Independent, but Still Fighting

Today, September 16, is Mexico’s Independence Day, which had me thinking about a paper that a colleague and I presented in a class last year.  The topic was analyzing the conflict of Mexico’s drug wars and providing some ideas toward resolution.  Here is the five-point strategy for intervention that we came up with: “1) Stop the widespread violence against civilians; 2) Prevent youth from joining gangs and cartels and promote the social reintegration of former gang and cartel members; 3) Obstruct the stream of conflict resources by addressing the southward (U.S. to Mexico) flow of arms and money; 4) Increase drug-related education (on both sides of the border); and, finally, 5) Increase social welfare and promote economic and social development.”

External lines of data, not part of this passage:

PR #34243, opened 2023-11-22
Fix Jetpack Social pre publish UI

### LINKED ISSUE #84314: Jetpack "Share this Post" option cannot be disabled, and cannot type a message
### Quick summary

This issue occurs when publishing or scheduling a post.

The Share this post option cannot be disabled, and you cannot type a message - https://share.zight.com/X6unGNyX.

### Steps to reproduce

1. Connect a social media account to blog.
2. Create a post and click on publish
3. On the Pre-publish preferences, go to the "Share this post" section
4. Try disabling/enabling the option
5. Try adding a message

1. The option can be enabled/disabled
2. The message area should accept input

### What actually happened

1. The option cannot be enabled/disabled → shows the same status
2. The message area is not accepting any input, and only accepts the first letter

### Impact

Some (< 50%)

### Available workarounds?

_No response_

### Logs or notes

7328996-zen

manzoorwanijk:
Due to some regression in #34111, reactivity in pre-publish UI for Jetpack Social doesn't work as expected as reported in https://github.com/Automattic/wp-calypso/issues/84314

Fixes https://github.com/Automattic/wp-calypso/issues/84314

## Proposed changes:

* Convert the Jetpack Social Store utils to `usePostMeta` hook to make it reactive

### Other information:

## Testing instructions:

* Follow the steps in #84314
* Confirm that the issue is resolved.


projects/js-packages/publicize-components/src/utils/use-post-meta.js
```diff
@@ -0,0 +1,77 @@
...
+
+		return {
+			isPublicizeEnabled,
+			jetpackSocialOptions,
+			attachedMedia,
+			imageGeneratorSettings,
+			isPostAlreadyShared,
+			shareMessage,
+			shouldUploadAttachedMedia,
+		};
```
pablinos, line 39: Is this stable as it's a new object? I think it should be as we shouldn't get here without the meta changing, but if not, then this will invalidate the `useMemo` below

projects/js-packages/publicize-components/src/utils/use-post-meta.js
```diff
@@ -0,0 +1,77 @@
...
+			updateMeta( 'jetpack_social_options', {
+				...metaValues.jetpackSocialOptions,
+				[ key ]: value,
+			} );
+		},
+		[ metaValues.jetpackSocialOptions, updateMeta ]
+	);
+
+	return useMemo( () => {
+		return {
```
pablinos: We could get rid of this `return`

pablinos (commented):
I much prefer this. Just had a thought about the memoing in the hook.

projects/js-packages/publicize-components/src/utils/use-post-meta.js
manzoorwanijk: Yes, it's stable because of the optimisation of `useSelect` via that dependency array.

projects/js-packages/publicize-components/src/utils/use-post-meta.js
manzoorwanijk: Done.

pablinos (approved):

PR #34244, opened 2023-11-22
Launchpad: Add dynamic titles to task lists

valterlorran:
Related to https://github.com/Automattic/wp-calypso/issues/83880

## Proposed changes:

* The task list title is currently hardcoded on the CustomerHome launchpad component. Meaning that all the task lists has the same name across different intents.
* This PR adds the possibility of defining the title on the back end, which can give as more flexibility on the titles. 
* For now, this will only be used on the task lists displayed on the Customer Home.

### Other information:

## Testing instructions:

* Apply this PR to your sandbox and make sure you are sandboxed
```
bin/jetpack-downloader test jetpack-mu-wpcom-plugin add/launchpad-dynamic-titles
```
* Navigate to the Developer Console: https://developer.wordpress.com/docs/api/console/
* Make a `GET` request to `wpcom/v2 -> /sites/:siteSlug/launchpad?checklist_slug=:checklist_slug`, please test all the cases below to ensure we are returning the title to all use cases in the Customer Home. Verify that you see the `title` key as shown in the screenshot below.
  - `build`
  - `free`
  - `link-in-bio`
  - `link-in-bio-tld`
  - `newsletter`
  - `videopress`
  - `write`
  - `start-writing`
  - `design-first`
  - `intent-build`
  - `intent-write`
  - `intent-free-newsletter`
  - `intent-paid-newsletter`

Screen Shot 2023-11-22 at 10 01 08

### DIFF
--- a/projects/packages/jetpack-mu-wpcom/src/features/wpcom-endpoints/class-wpcom-rest-api-v2-endpoint-launchpad.php
+++ b/projects/packages/jetpack-mu-wpcom/src/features/wpcom-endpoints/class-wpcom-rest-api-v2-endpoint-launchpad.php
@@ -146,6 +146,7 @@ class WPCOM_REST_API_V2_Endpoint_Launchpad extends WP_REST_Controller {
 			'checklist'          => wpcom_get_launchpad_checklist_by_checklist_slug( $checklist_slug ),
 			'is_enabled'         => wpcom_get_launchpad_task_list_is_enabled( $checklist_slug ),
 			'is_dismissed'       => wpcom_launchpad_is_task_list_dismissed( $checklist_slug ),
+			'title'              => wpcom_get_launchpad_checklist_title_by_checklist_slug( $checklist_slug ),
 		);
 	}
 
--- a/projects/packages/jetpack-mu-wpcom/changelog/add-launchpad-dynamic-titles
+++ b/projects/packages/jetpack-mu-wpcom/changelog/add-launchpad-dynamic-titles
@@ -1,0 +1,4 @@
+Significance: minor
+Type: added
+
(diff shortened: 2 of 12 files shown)


projects/packages/jetpack-mu-wpcom/src/features/wpcom-endpoints/class-wpcom-rest-api-v2-endpoint-launchpad.php
```diff
@@ -146,6 +146,7 @@ public function get_data( $request ) {
 			'checklist'          => wpcom_get_launchpad_checklist_by_checklist_slug( $checklist_slug ),
 			'is_enabled'         => wpcom_get_launchpad_task_list_is_enabled( $checklist_slug ),
 			'is_dismissed'       => wpcom_launchpad_is_task_list_dismissed( $checklist_slug ),
+			'title'              => wpcom_get_launchpad_checklist_title_by_checklist_slug( $checklist_slug ),
```
daledupreez, line 149: As a general thought, it may be worth building one instance of the task list and then calling functions -- while this pattern is clean, it does feel like we may end up doing duplicate work.
(Definitely not blocking - even if we tackle this, I think it should be in a follow-up.)

daledupreez (approved):
This is looking good to me, though I think we should follow up on the three checklists where we _didn't_ add the titles to work out what they should be. Those are:
* `earn`
* `host-site`
* `subscribers`

Beyond the basic instructions, I also tested what would happen when adding `&_locale=de` to the URL, and I correctly got translated title values returned. (I am not sure how or why they were already present, but I went with it!)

I won’t go into great detail about the conflict here.  Suffice it to say, between December 2006 and December 2010, by a conservative count there were nearly 35,000 deaths in Mexico related to the drug violence.  By the end of this year, that number will be close to—if not exceed—50,000.  To put that number into perspective, the city in which I grew up has a population of 46,000.  Imagine, then, in a span of five years a city in which every one of the inhabitants was murdered.  Lest you think that these victims are just drug cartel members, they are not, and in fact include an increasingly large number of innocent citizens.

I bring this up because I believe that knowledge is power (‘saber es poder’).  Hopefully, as more people know about the underlying issues, pressure will be created to effect change.  The problem is not solely Mexico’s, nor is the solution.